According to Football Outsiders, Greg Schiano was the 28th least aggressive coach last season. Yes, the coach who rushes kneeldowns, talks about playing every down and wants to instill toughness beyond anything refuses to take risks when it comes to fourth down, preferring to lean on punter Michael Koenen and kicker Connor Barth over Doug Martin and Vincent Jackson. The Buccaneers invested heavily in their offensive line apparently to not use them, while their 6'5" quarterback who has historically been pretty damn good at sneaks stands on the sidelines.
For all Schiano's talk of playing until the final whistle and rushing kneeldowns in the process, he's leaving a lot of actual football on the field. Towards the end of last season I tracked 14 instances of conservative playcalling that cost the Buccaneers. Given the fact that all but two of the Bucs' losses came by one score a few different decisions here and there could easily have made the difference between a win and a loss -- and between a 7-9 record and a playoff appearance at its most extreme.
The arguments for going for it on fourth down are old and not that complicated. Keeping possession is valuable (part of the reasons why turnovers are bad), so why would you voluntarily hand the ball back to the opponent instead of giving yourself a good shot of keeping possession? Add in the fact that failing to get a fourth down isn't disastrous, the benefit of gaining 30 yards or so in field position but losing possession is very limited (especially with the Bucs' porous pass defense of last season) and field goals aren't automatic and you have a clear case for regularly going for it on fourth down.
That case is so clear that many different and varied studies have appeared all saying essentially the same thing: coaches should go for it on fourth down much, much more often. There is very widespread consensus on this subject, and really any analyst who has looked at the numbers will tell you the same thing: coaches are much too conservative.
So why are NFL coaches still so enamored with feet on fourth down (I mean, aside from Rex Ryan)? Brian Burke has a few good theories, but it all boils down to one simple fact: humans are inherently risk averse and prefer to be conservative over taking aggressive chances. That's entirely logical, given the historical circumstances of many peoples, but it's not all that useful in the NFL. Anyone who played poker could observe this conservative tendency as the game was changing from the exceedingly passive and conservative 1990s to the (hyper)aggressive game it has become today, dominated by young players who understand the mathematics that call for aggression -- and hence, enjoy success. Football isn't poker, but in this specific area the two are pretty similar.

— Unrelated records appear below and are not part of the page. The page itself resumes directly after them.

Issue #28930, opened 2020-09-16
Dashboard feature flag remains deactivated after upgrade 


soumyalj:
**What kind of request is this (question/bug/enhancement/feature request):**Bug

**Steps to reproduce (least amount of steps as possible):**
1. Deploy rancher v2.4.8 single node setup
2. At the global level, navigate to settings --> Feature Flags.
3. Deactivate Dashboard
4. Deploy few clusters in the setup and verify dashboard button is not available 
5. Upgrade rancher to master-head(master-01c13f69cb277) with --privileged flag

**Result:**
After upgrade it was observed that dashboard feature flag was still "Deactivated"  and the users do not have the option to switch to Dashboard view
<img width="1357" alt="Screen Shot 2020-09-15 at 5 41 49 PM" src="https://user-images.githubusercontent.com/18536626/93279701-bef5b300-f77c-11ea-87f9-d84d6589282f.png">

The dashboard feature flag should be enabled on a upgrade to master-head setup

Note: The dashboard feature flag can be manually activated and users can switch to dashboard view from the clusters.

Question: Should the dashboard feature flag be visible in "Settings" after upgrade or in a fresh install setup?

soumyalj:
Tested with upgrade from v2.4.8 to master-head

1. Deploy rancher v2.4.8 single node setup
2. At the global level, navigate to settings --> Feature Flags.
3. Deactivate Dashboard
4. Deploy few clusters in the setup and verify dashboard button is not available 
5. Upgrade rancher to master-head(d671d58a30606) with --privileged flag

After upgrade, the dashboard feature flag is still "Deactivated" , but the dashboard button is available to be used in each of the clusters.

soumyalj:
Related issue: https://github.com/rancher/rancher/issues/28928

deniseschannon:
Backend is working as expected and we will hide the feature flag using this ticket: https://github.com/rancher/rancher/issues/28928

Issue #28928, opened 2020-09-16
“dashboard" feature flag should not visible in the UI


sangeethah:
Rancher server version - Latest build from master - 

Fresh install of 2.5 server.
Go to settings->Feature Flags
“dashboard” feature flag is available and enabled by default. 
We are allowed to disable this as well. 

Expected behavior:
We should not have “dashboard" feature flag.

soumyalj:
Tested on master-head(bcc8261487ecdd3776)

**Steps:**

- Deploy a fresh install  HA setup 
- Navigate to Settings -> Feature flags
- The dashboard feature flag is still displayed and activated
- We can still deactivate the feature flag. Once deactivated, the HA setup is unavailable only for few seconds and becomes available again
After deactivating the feature flag, the UI button to access the dashboard is not available in each of the clusters. But we can access the dashboard on local and downstream clusters using the call :
https://xyz/dashboard/c/local/explorer
https://xyz/dashboard/c/c-jsdfd/explorer

deniseschannon:
Is this still in the API? @dramich

sangeethah:
@dramich We see the dashboard feature flag is  still in fresh install .

dramich:
@sangeethah May need to check what version you are running, the feature was literally deleted from the code so that isn't possible.

sangeethah:
On Fresh install of master-head - `bd88c` , we dont see the dashboard feature flag enabled anymore as expected.

<img width="1272" alt="Screen Shot 2020-09-19 at 6 34 14 PM" src="https://user-images.githubusercontent.com/4266958/93692371-35f5b900-faa7-11ea-8747-7176d2641b3a.png">

sangeethah:
This issue now tracks the UI fixes needed for hiding the dashboard feature flag on upgrade cases -  https://github.com/rancher/rancher/issues/28930#issuecomment-694633565

sangeethah:
Tested with Rancher server version -` v2.5.0-rc2`
ui-index - `https://releases.rancher.com/ui/latest2/index.html`

Deploy rancher v2.4.8 single node setup
At the global level, navigate to settings --> Feature Flags.
Deactivate Dashboard
Deploy few clusters in the setup and verify dashboard button is not available
Upgrade rancher to ` v2.5.0-rc2` with --privileged flag
After upgrade, the dashboard feature flag is still "disabled" , but the dashboard button is available to be used in each of the clusters.

[...]

PR #28964, opened 2020-09-17
Drop dashboard from being a feature flag

dramich:
This will enable dashboard permanently. The feature CR will still exist but it just won't do anything to dashboard. This is being done so that rollback will not be broken if the CR is dropped on upgrade. 

https://github.com/rancher/rancher/issues/28928
https://github.com/rancher/rancher/issues/28930

### DIFF
--- a/pkg/api/steve/proxy/proxy.go
+++ b/pkg/api/steve/proxy/proxy.go
@@ -127,13 +127,7 @@ func (h *Handler) MatchNonLegacy(prefix string, force bool) gmux.MatcherFunc {
 		}
 		match.Vars["clusterID"] = clusterID
 
-		cluster, err := h.clusters.Get(clusterID)
-		if err != nil {
-			return true
-		}
-
-		// No steve means we are upgrading a node that doesn't have the right proxy
-		return cluster.Status.AgentFeatures[features.Steve.Name()]
+		return true
 	}
 }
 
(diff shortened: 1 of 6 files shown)


pkg/api/steve/proxy/proxy.go
```diff
@@ -119,21 +119,7 @@ func (h *Handler) MatchNonLegacy(prefix string, force bool) gmux.MatcherFunc {
 		if !features.SteveProxy.Enabled() && !force {
 			return false
 		}
-
-		clusterID := strings.TrimPrefix(req.URL.Path, prefix)
```
ibuildthecloud, line 123: Oh crap. This might fail if we are upgrade from 2.3

ibuildthecloud: Thinking..... Thinking....

ibuildthecloud: I think we are fine.

pkg/api/steve/proxy/proxy.go
```diff
@@ -119,21 +119,7 @@ func (h *Handler) MatchNonLegacy(prefix string, force bool) gmux.MatcherFunc {
...
-		clusterID = strings.SplitN(clusterID, "/", 2)[0]
-		if match.Vars == nil {
-			match.Vars = map[string]string{}
-		}
-		match.Vars["clusterID"] = clusterID
```
ibuildthecloud, line 128: This is mutating state, so it could be important.  It's setting "clusterID" which is scoped to the current request.  I'd probably leave it unless you can prove it's not needed.

ibuildthecloud (approved):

A sad, conservative history of Buc football
If there's one thing every football analyst with even a smidgen of affinity for statistics can agree upon it's that NFL coaches are much too conservative on fourth down. They routinely punt on fourth-and-short in opponent territory, gaining just a few yards where maintaining possession can be much more valuable. This tendency is pretty confusing: looking at the list of most aggressive decision makers, Bill Belichick, Bill Parcells, Sean Payton, Jimmy Johnson, Marty Schottenheimer and even Tony Dungy rank in the top 20. Aside from Payton, all of those coaches actually have a defensive background, too.
The Buccaneers, though, have long since been saddled with conservative coaches. Jon Gruden and Raheem Morris rank among the 10 most conservative decision makers in the NFL, with Gruden's conservative streak only outdone by Jack Pardee and Chuck Knox -- not exactly people you want to emulate, there. And Schiano's current rate of fourth-down decision making would see him ranked 77th of 85 qualifying coaches. A decade of conservative pussyfooting isn't enough for the Bucs, huh?
Now, none of this makes Greg Schiano a bad coach. This is only a tiny part of coaching a team, but it is something that is easily fixed. It's also the most visible part of on-field decision making, which makes it a lightning rod for fans. Most importantly, though: it's an easy problem to fix. Just start going for it on fourth down more often. It doesn't require extensive film study or a new scheme or a new coaching staff. It just requires Greg Schiano to slightly adjust his mindset.
Fixing the problem should be easy
Someone should sit Greg Schiano down, go over the theory and practice for going for it on fourth down, show him the extensive evidence (both practical and theoretical) that going for it on fourth down is a good thing. Or at least show him that the rate at which he goes for it on fourth down is beyond ridiculous and is actively hurting his team. It would cost him a couple of hours at most, and explaining common situations in which going for it is almost always good (fourth-and-goal, between the opponent's 40- and 50-yard line, fourth-and-short on the opponent's side of the field) would give Schiano immediate working knowledge to improve the Buccaneers' chances of winning games.
It's not all that complicated. Yet somehow, teams continually mess it up. The Buccaneers more so than any other team.